HB8912 produced excellent amplification of native EGFP signal at concentrations as low as 0.5µg/ml (1:2000 dilution). Method: HEK293 cells were cultured and transfected following established protocols (Lee et al., 2019. PLoS ONE, 14(5):e0213116) with a pEGFP-C2 plasmid. After allowing cells time to express fixation was carried out using 4% PFA. Cells were permeabilised with 0.1% Triton X-100 followed by blocking in 1% BSA, 300mM glycine. HB8912 was incubated overnight (4°C) at concentrations ranging from 0.5 to 4µg/ml (1:2000 to 1:250) followed by a one hour incubation with secondary antibody (Polyclonal goat anti-rabbit DyLight 594 conjugated, Thermofisher 35561, 1:300 dilution). DAPI (HB0747) was used at 1µg/ml to visualise cell nuclei. For more detail please see our ICC protocol. Images were captured using a Leica DMi8 inverted epifluorescence microscope (20x objective) coupled to a Leica DFC365FX monochrome digital camera with DAPI LP, FITC LP and RHOD_LP filters. Exposure times were as follows: 

• 1:250    DAPI LP: 1x gain, 49.8ms exposure; FITC LP: 2.5x gain, 142.3ms exposure; RHOD LP: 2x gain, 108.8ms exposure
• 1:500    DAPI LP: 1x gain, 49.8ms exposure; FITC LP: 1.2x gain, 117.2ms exposure; RHOD LP: 1.2x gain, 108.8ms exposure
• 1:1000    DAPI LP: 1x gain, 49.8ms exposure; FITC LP: 1.4x gain, 101.3ms exposure; RHOD LP: 1.2x gain, 246.0ms exposure
• 1:2000    DAPI LP: 1x gain, 49.8ms exposure; FITC LP: 1.4x gain, 86.6ms exposure; RHOD LP: 1.7x gain, 246.0ms exposure.

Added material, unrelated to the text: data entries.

PR #11510, opened 2016-10-15
librbd: batch object map updates during trim

vshankar:
Shrinking an image can result in huge number of ObjectMap
updates -- two for each object being removed. This results
in lots of requests to be send to OSDs especially when
trimming a gigantus image. This situation can be optimized
by sending batch ObjectMap updates, significantly cutting
down the OSD traffic.

Fixes: http://tracker.ceph.com/issues/17356
Signed-off-by: Venky Shankar vshankar@redhat.com

### DIFF
--- a/src/librbd/AioObjectRequest.h
+++ b/src/librbd/AioObjectRequest.h
@@ -330,11 +330,14 @@ private:
 
 class AioObjectTrim : public AbstractAioObjectWrite {
 public:
+  // we'd need to only conditionally specify if a post object map
+  // update is needed. pre update is decided as usual (by checking
+  // the state of the object in the map).
   AioObjectTrim(ImageCtx *ictx, const std::string &oid, uint64_t object_no,
-                const ::SnapContext &snapc, Context *completion)
+                const ::SnapContext &snapc, Context *completion,
+                bool post_object_map_update)
     : AbstractAioObjectWrite(ictx, oid, object_no, 0, 0, snapc, completion,
-                             true) {
-  }
+                             true), m_post_object_map_update(post_object_map_update) { }
 
 protected:
   virtual void add_write_ops(librados::ObjectWriteOperation *wr) {
@@ -350,8 +353,11 @@ protected:
   }
 
   virtual bool post_object_map_update() {
-    return true;
+    return m_post_object_map_update;
   }
+
+private:
+  bool m_post_object_map_update;
 };
 
 class AioObjectTruncate : public AbstractAioObjectWrite {
--- a/src/librbd/operation/TrimRequest.cc
+++ b/src/librbd/operation/TrimRequest.cc
@@ -46,7 +46,7 @@ public:
     ldout(image_ctx.cct, 10) << "removing (with copyup) " << oid << dendl;
 
     AioObjectRequest<> *req = new AioObjectTrim(&image_ctx, oid, m_object_no,
-                                                m_snapc, this);
+                                                m_snapc, this, false);
     req->send();
     return 0;
   }
@@ -131,8 +131,18 @@ bool TrimRequest<I>::should_complete(int r)
 
   RWLock::RLocker owner_lock(image_ctx.owner_lock);
   switch (m_state) {
+  case STATE_PRE_COPYUP:
+    ldout(cct, 5) << " PRE_COPYUP" << dendl;
+    send_copyup_objects();
+    break;
+
   case STATE_COPYUP_OBJECTS:
     ldout(cct, 5) << " COPYUP_OBJECTS" << dendl;
+    send_post_copyup();
+    break;
+
+  case STATE_POST_COPYUP:
+    ldout(cct, 5) << " POST_COPYUP" << dendl;
     send_pre_remove();
     break;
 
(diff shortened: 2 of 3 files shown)


src/librbd/operation/TrimRequest.cc
```diff
@@ -170,11 +180,11 @@ bool TrimRequest<I>::should_complete(int r)
 
 template <typename I>
 void TrimRequest<I>::send() {
-  send_copyup_objects();
+  send_update_objectmap();
 }
 
 template <typename I>
-void TrimRequest<I>::send_copyup_objects() {
+void TrimRequest<I>::send_update_objectmap() {
```
dillaman: Minor: this state doesn't seem to do anything besides pick which method to invoke next -- why not just combine it w/ ```send_pre_copyup``` and skip to ```send_pre_remove``` if copyup isn't needed.

src/librbd/operation/TrimRequest.cc
```diff
@@ -245,6 +263,46 @@ void TrimRequest<I>::send_remove_objects() {
...
+      ldout(image_ctx.cct, 5) << this << " send_pre_copyup: "
+                              << " copyup_start=" << m_copyup_start
+                              << " copyup_end=" << m_copyup_end << dendl;
+      m_state = STATE_PRE_COPYUP;
+
+      assert(image_ctx.exclusive_lock->is_lock_owner());
+
+      Context *ctx = this->create_callback_context();
+      RWLock::WLocker object_map_locker(image_ctx.object_map_lock);
+      if (!image_ctx.object_map->aio_update(m_copyup_start, m_copyup_end,
```
dillaman: I don't think this is correct. The purpose of the copy-up state is to ensure that if you have snapshots *and* if there are one-or-more blocks that haven't been copied up to the child image, we need to ensure that these snapshots have the backing parent image data just in case the child image is flattened.

This path would only be executed if you are shrinking an image and will not be executed upon an image removal (since you cannot have snapshots when you remove the image). Since we need to read each affected block from the parent image for copyup to know if the parent image has backing data, I am not sure we can optimize this path to a batch object map update.

src/librbd/AioObjectRequest.h
```diff
@@ -348,10 +348,6 @@ class AioObjectTrim : public AbstractAioObjectWrite {
   virtual void pre_object_map_update(uint8_t *new_state) {
     *new_state = OBJECT_PENDING;
   }
-
-  virtual bool post_object_map_update() {
```
dillaman: I didn't realize that the trim state machine already performed a batch update -- I think this removal is correct and is what was (incorrectly) causing per-object object map updates.

vshankar: no worries...

dillaman:
@vshankar It appears that all the fsx tests have failed due to IO mismatches:
http://pulpito.ceph.com/jdillaman-2016-10-24_09:21:03-rbd-wip-jd-testing-distro-basic-smithi/

src/librbd/AioObjectRequest.cc
```diff
@@ -623,6 +624,13 @@ void AioObjectTruncate::send_write() {
   }
 }
 
+void AioObjectTrim::pre_object_map_update(uint8_t *new_state) {
+  *new_state = OBJECT_PENDING;
+
+  // object map state (before pre) decides if a post updation is needed
+  need_post = m_ictx->object_map->update_required(m_object_no, *new_state);
```
dillaman: Why is this needed? Shouldn't https://github.com/vshankar/ceph/blob/master/src/librbd/AioObjectRequest.cc#L485 cover the cause when the PRE didn't update the object map (since https://github.com/vshankar/ceph/blob/master/src/librbd/ObjectMap.cc#L98 would essentially no-op the update if the object is already non-existent), thus the POST would be no-op as well (since it's still flagged as non-existent).

vshankar: Before `send_pre()` is called (for each object), the object state for the range `[start, end)` has already been moved to `OBJECT_PENDING`. Therefore, pre operation for every object being trimmed becomes a no-op. But in `send_post()`, the object map state for every object is still in `OBJECT_PENDING` state as bulk object map update of `[start, end)` is done *after* objects in this range are trimmed (in `TrimRequest::send_post_copyup()`). This post object map update is done for each object being trimmed.

This is the reason to introduce `need_post` in `AioObjectTrim` -- post update is done only if the object state was not already in `OBJECT_PENDING` state.

dillaman: It should only be set to PENDING if the current state is EXISTS/EXISTS_CLEAN

vshankar: I think that's kind of implicit. `->update_required()` in `send_pre()` would become a no-op for other cases. `AioObjectTrim::pre_object_map_update()` does something similar and sets `need_post` accordingly. Actually, I had initially thought to introduce `AioObejctTrim::send_post` that would set `need_post` thereby avoiding redundant call to `->update_required` and avoiding calling `pre_object_map_update()` call inside `object_map_lock`.

vshankar:
@dillaman - I'm unable to get a hold of your concerns in this PR. So, let me briefly explain the reason for the changes where the concerns are:

`AioObjectTrim` needs to handle cases where `pre/post` object map updates are already done by the caller (`TrimRequest::send_{pre, post}_copyup()`) and the case where `pre/post` operations needs to be done by AioObjectTrim itself (call from `TrimRequest::send_clean_boundary()`). For the latter, we need `pre/post` to go through for `AioObjectTrim` (as object state would need to be moved from `EXIST` to `PENDING` in pre and from `PENDING` to `NONEXISTENT` in post). So, I still think the changes are required. Plus, `fsx` runs to completion successfully with these changes.

Let me know if this is completely off...

dillaman:
@vshankar I think I'd rather see ```TrimRequest::<anon>::C_CopyupObject``` either pass a "disable object map updates" flag to ```AioObjectTrim``` or create a new class that explicitly disables object map updates since it was already handled in batch. Right now, I think the current implementation isn't very clear what it's attempting to handle. The ```AioObjectTrim``` was added for one special case instead of adding lots of conditions to the original ```AioObjectRemove```. (not to mention, your ```need_post``` is named as if it is a local variable)

vshankar:
@dillaman - Right, So its more from an implementation point. I'll do the required changes.

Thanks for reviewing.

vshankar:
Teuthology jobs which failed earlier (fsx runs) have now passed: http://pulpito.ceph.com/vshankar-2016-11-03_13:12:19-rbd-wip-17356---basic-mira/

dillaman:
lgtm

Images were processed in ImageJ (Schindelin et al., 2012. Nat Methods, 9(7), 676–682) using the subtract background (50px rolling ball radius) tool followed by stacking and montage creation. 

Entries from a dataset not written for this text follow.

PR #11511, opened 2016-10-16
mds/MDSMap.h: add const to member functions

stiopaa1:

### DIFF
--- a/src/mds/MDSMap.h
+++ b/src/mds/MDSMap.h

HB8912 succesfully detected the shift in molecular weights when HEK293 cells were either transfected with a EGFP-ctCB1R construct or EGFP alone. Method: Sindbis virus was used to over-express EGFP-ctCB1R alongside EGFP control in HEK293 cells following the cited methodology (Fletcher Jones, 2020. PhD Thesis, University of Bristol). After allowing time for expression, lysates were prepared and loaded (equal loading) alongside a protein ladder (New England Biolabs, P7719S) onto a 10% acrylamide gel. The cytosol fraction from rat brains was also loaded as a non EGFP expressing control and was prepared following established methodology (Molnar et al., 1993. Neuroscience 53:307-326). Gels were run at 60V for 30 minutes followed by 120V for 100 minutes. Wet transfer to a PVDF membrane was completed in 90 minutes using 400mA. The membrane was blocked for 2hrs in 5% non-fat dry milk before being incubated overnight at 4°C in HB8912 (Polyclonal rabbit anti-GFP) at a 1:1,000 dilution (1µg/ml). Following washing the membrane was incubated in secondary antibody (1:10,000 dilution, Polyclonal goat anti-rabbit HRP conjugated, Sigma Aldrich A6154) for 2hrs. For more detail please see our Western blotting protocol. Detection was accomplished using Clarity Western ECL substrate (BioRad, 1705061) and a Licor Odyssey Fc imaging system (ECL channel: 10 min exposure, 700nm channel: 30 sec exposure).